Carmichael holds the distinction of scoring the first touchdown in AFL history, a 59-yard pass reception from Frank Tripucka for the Denver Broncos against the Boston Patriots on September 9, 1960.

==Early life==
Carmichael prepped at Gardena High School.

==College career==
Following a three-year enlistment in the Marine Corps - he also played for the El Toro Marines, gaining about 1,000 yards in each of two years at the El Toro Marine Air Corps Station - Carmichael played one year of college football at Santa Ana Junior College. At Santa Ana, he rushed for 1,110 yards with 19 TDs to earn Little All-American honors and was on a Junior Rose Bowl squad. Carmichael then played at the University of Southern California (USC). As a Trojan, he was a three-year letter winner (1950-51-52), leading the team in rushing as a sophomore and in kick returns as a senior.
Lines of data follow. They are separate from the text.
Issue #305, opened 2023-01-19
No %f in the .desktop file Exec


pranatahouse:
I installed the AppImage version using AppImageLauncher to automate creating the desktop file on Ubuntu. The problem is that when i choose open with other application to a c++ file for example, NotepadNext is not listed there because it does not have %f to it. So for now i edit the desktop file like this to make it visible on open with dialog.

Exec="/appimage/location/NotepadNext-x86_64_08f43ec222d8caa1af2101d59f80a34f.AppImage" %f

elcuco:
The desktop file used inside an app image, (IMHO) is auto-generated from AppImage builder:

https://github.com/dail8859/NotepadNext/blob/4ddddcbf31ab8d1d37f0719a0242d87496c9d4dc/.github/workflows/build.yml#L55-L65

We need to identify what generates that desktop file? It is our desktop file? Is such case, the fix is here:
https://github.com/dail8859/NotepadNext/blob/4ddddcbf31ab8d1d37f0719a0242d87496c9d4dc/deploy/linux/NotepadNext.desktop#L2

dail8859:
@elcuco Thanks for the PR!

> We need to identify what generates that desktop file? It is our desktop file?

That was my thought as well. I took a look at a few different repos and they all have the `%f` in the exec command in the desktop file. So in the end I think the PR is appropriate, but would still be interested if it fixes the issue with the AppImage.

--- 

@pranatahouse Try this AppImage from the PR @elcuco created: https://github.com/dail8859/NotepadNext/suites/10529939256/artifacts/523291809

pranatahouse:
> @elcuco Thanks for the PR!
> 
> > We need to identify what generates that desktop file? It is our desktop file?
> 
> That was my thought as well. I took a look at a few different repos and they all have the `%f` in the exec command in the desktop file. So in the end I think the PR is appropriate, but would still be interested if it fixes the issue with the AppImage.
> 
> @pranatahouse Try this AppImage from the PR @elcuco created: https://github.com/dail8859/NotepadNext/suites/10529939256/artifacts/523291809

ok i'll try it out.

pranatahouse:
Thank you @dail8859 i've tested the appimage and now it's working fine installed using AppImageLauncher.

dail8859:
@pranatahouse Thanks for testing it out!

@elcuco Thanks for the PR. Will get that merged now.

PR #306, opened 2023-01-23
Fix for #305 - pass arguments to executable, from desktop file

elcuco:
(title is all you need).


dail8859 (approved):
LGTM. I'll plan to merge this in either way, but will wait to see if it fixes #305.

PR #316, opened 2023-02-01
Update i18n *.ts files

inkydragon:
just run `lupdate`

Translation updates in another pr.


dail8859:
@inkydragon Thanks for the PR!

I tend to forget about the translation file updates. Might be worth me looking into a manual or cronjob type of GitHub action to run `lupdate` and push these changes back to the repository so things stay more up to date.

At USC he scored the winning touchdown in the 1953 Rose Bowl against Wisconsin. Carmichael caught a third quarter pass from back-up quarterback Rudy Bukich to win the game, 7–0.

==Professional career==
Carmichael played for the Green Bay Packers of the National Football League between 1953 and 1958; then he was with the Denver Broncos of the American Football League in 1960 and 1961. He twice led pro football in kick off return yards. He scored the first touchdown in American Football League history, a 59-yard pass reception from Frank Tripucka for the Broncos against the Boston Patriots on September 9, 1960. He also has the tenth longest play in NFL history, a 106-yard kick off return for touchdown, at the time an NFL record held until 2007. When he retired, Carmichael was the NFL's all-time leader in kickoff return yardage.

Following his playing career, Carmichael was inducted into the Green Bay Packers, Santa Ana College, All-Services and Orange County Halls of Fame.

==Stunt double==
Carmichael was a stuntman in more than 50 films, including Jim Thorpe – All-American (1951) for Burt Lancaster (1951), Saturday's Hero (1951), All-American (1953), Pork Chop Hill (1959), It Started with a Kiss (1959), The Big Operator, Elmer Gantry (1960), one of the doubles for Kirk Douglas in Spartacus (1960), Birdman of Alcatraz (1962), Son of Flubber (1962), How the West was Won (1962), and the TV show Rawhide.

==Family==
Carmichael married Jan and they had three children Chris, Pam, and Stacy. He lived in Orange County working in the pool-cleaning and automobile businesses before moving to Palm Desert to sell real estate in 1984. After Jan died, Al married Barbara Durkee. Al died on September 7, 2019, in Palm Desert, California. At the time of his death, Al was survived by his wife, Barbara Durkee; two daughters, Pam and Stacy, from his marriage to Jan Carmichael; and two stepsons, Darin and Bruce Durkee.